Genotypering van het MCM6 gen kan gebruikt worden om de genetisch vormen van lactose-intolerantie aan te tonen.

Lactose is een suiker dat in dierlijke melk voorkomt. Voor de splitsing van lactose is het enzym lactase nodig, dat zich in de dunne darm bevindt. Bij een aanzienlijk deel van de niet-Europese wereldbevolking (o.a. bij de Aziatische en Afrikaanse bevolking) neemt de activiteit van lactase na de kinderleeftijd af, waardoor de ingenomen lactose niet verteerd kan worden. Dit  resulteert in gastro-intestinale klachten, zoals buikpijn, diarree en braken. Deze  vorm noemen we ook wel primaire lactose-intolerantie. In 80% van de Europese bevolking blijft de activiteit van dit enzym op de volwassen leeftijd wel bestaan (lactase persistentie).

Naast deze genetische aanleg kan de lactase activiteit ook afnemen als gevolg van beschadiging van de darmwand. Dit noemen we secundaire lactose-intolerantie. Om de diagnose lactose-intolerantie vast te stellen wordt van oudsher gebruik gemaakt van twee functionele testen, namelijk de lactose tolerantietest (LTT) of de H2 ademtest.

Beide testen hebben voor- en nadelen. Met name de LTT is een  patiënt-onvriendelijke test met een lage specificiteit en een gebrek aan correlatie tussen de klachten en de LTT uitslag. De H2 ademtest is minder belastend voor de patiënt maar correleert ook niet goed met klinische klachten.

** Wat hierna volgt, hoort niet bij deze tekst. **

PR #11576, opened 2026-02-03
fix: session rename create new session instead of remaining existing one

keval718:
Problem
The session rename functionality had multiple critical issues:

1.  Messages disappeared after rename - On first rename attempt, messages would disappear from the UI and only reappear after page reload
2. Duplicate sessions in sidebar - Both old and new session names would appear in the session list
3. Inconsistent behavior - Different behavior between sidebar and fullscreen modes
4. Default session could be renamed - Users could rename the default session (flowId session), which shouldn't be allowed

Root Causes
1. React Query Cache Not Updated
2. Local Sessions State Not Synced
3. Missing Cache Migration Logic

Testing

Before Fix
Rename "New Session 0" → "Hello 1"
❌ "New Session 0" remains in sidebar
❌ "Hello 1" appears but with no messages
❌ Reload required to see messages

After Fix
Rename "New Session 0" → "Hello 1"
✅ "New Session 0" removed from sidebar immediately
✅ "Hello 1" appears with all messages intact
✅ No reload required

### DIFF
--- a/src/frontend/src/components/core/playgroundComponent/chat-view/chat-header/components/session-selector.tsx
+++ b/src/frontend/src/components/core/playgroundComponent/chat-view/chat-header/components/session-selector.tsx
@@ -82,6 +82,10 @@ export function SessionSelector({
     }
   };
 
+  // Default session (flowId) cannot be renamed or deleted
+  const isDefaultSession = session === currentFlowId;
+  const canModifySession = !isDefaultSession;
+
   return (
     <div
       data-testid="session-selector"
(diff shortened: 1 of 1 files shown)


src/frontend/src/components/core/playgroundComponent/chat-view/chat-header/components/session-selector.tsx
```diff
@@ -111,6 +127,7 @@ export function SessionSelector({
           onRename={handleEditClick}
           onMessageLogs={() => inspectSession?.(session)}
           onDelete={() => deleteSession(session)}
+          showRename={session !== currentFlowId}
           showDelete={session !== currentFlowId}
```
olayinkaadelakun: Since the showRename and showDelete are the same we should probably find a prop to best describe them. and factor that out. This is to avoid two sources of truth

keval718: Updated!!

olayinkaadelakun (approved):

PR #12920, opened 2026-04-28
fix: ValidationError reduction on OSS and Desktop

olayinkaadelakun:
The ValidationError catch converts a Pydantic v2 validation failure from a 500 to a 422.

Without it, if a field like endpoint_name contains dots (invalid per the validator), Pydantic raises ValidationError inside the handler body during FlowCreate(...) construction. That exception isn't a RequestValidationError (which FastAPI auto-converts to 422) — it's a plain Pydantic.ValidationError, so it escapes to the global exception handler, gets logged as an unhandled error, and fires a Scarf telemetry event as a 500.

The fix ensures that the class of failure is surfaced to the caller as a proper 422 instead of appearing in telemetry as a false 500.

## Release Notes

* **Bug Fixes**
  * Upload flow endpoint now properly validates endpoint names and returns a clear 422 error instead of crashing
  * Trace summaries now accept both structured data and text formats for input and output fields

* **Tests**
  * Added validation tests for endpoint names during flow uploads
  * Added serialization tests for trace data with various input/output formats


olayinkaadelakun:
@coderabbit review

viktoravelino:
### 1. Trace detail endpoint still crashes on unserializable trace I/O

The PR widens only `TraceSummaryRead`, but `fetch_single_trace` still builds `TraceRead` from the same trace-level `input`/`output` summary. `TraceRead.input` and `TraceRead.output` are still typed as `dict | None`, so the detail endpoint can still return a 500 when a stored span contains the `"[Unserializable Object]"` sentinel.

Relevant code:
- `src/backend/base/langflow/services/tracing/repository.py`
- `src/backend/base/langflow/services/database/models/traces/model.py`

Suggested fix:
- Widen `TraceRead.input` and `TraceRead.output` to match `TraceSummaryRead`, or normalize string payloads before constructing both models.
- Add a regression test for the single-trace endpoint.

### 2. Malformed `flows` payloads can still escape as 500s

The new guard only checks that the top-level JSON payload is an object. It still assumes every item passed to `normalize_code_for_import` is a dict. Payloads like `{ "flows": "oops" }` or `{ "flows": [1] }` still hit `normalize_code_for_import`, which calls `.get(...)` on a non-dict and raises `AttributeError` before the new 422 handling runs.

Relevant code:
- `src/backend/base/langflow/api/v1/flows.py`
- `src/backend/base/langflow/api/utils/core.py`

Suggested fix:
- Validate that `data["flows"]` is a list of dictionaries before normalization.
- Add regression tests for malformed `flows` containers and malformed items.

viktoravelino (approved):
lgtm

keval718 (approved):

keval718 (approved):

PR #12930, opened 2026-04-29
fix: Don't show empty category for MCP search in sidebar

erichare:
Fix empty “Models & Agents” section when searching for `mcp`.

De mate van lactase expressie wordt beïnvloed door verschillende varianten binnen het MCM6 gen. Aanwezigheid van deze varianten zijn op DNA niveau vast te stellen. Hierbij vindt genotypering in het MCM6 gen plaats door middel van real-time PCR gebaseerd op de studie van Haberkorn et al 2011. De resultaten van de genotypering in combinatie met de klachten van de patiënt geven aan of er sprake is van een primaire (genetische) of secundaire oorzaak van lactose-intolerantie. Het wildtype of de normale variant -13910CC is geassocieerd met lactose-intolerantie, waarbij het lactase enzym niet langer actief is bij volwassen. Het aanwezig zijn van minimaal 1 allel met 13910T , dus genotype -13910CT of -13910TT, is geassocieerd met lactase persistentie. Deze mensen kunnen lactose op volwassen leeftijd verdragen. Minstens 80% van de Noord-Europeanen bezit deze variant -13910C>T en is lactose tolerant.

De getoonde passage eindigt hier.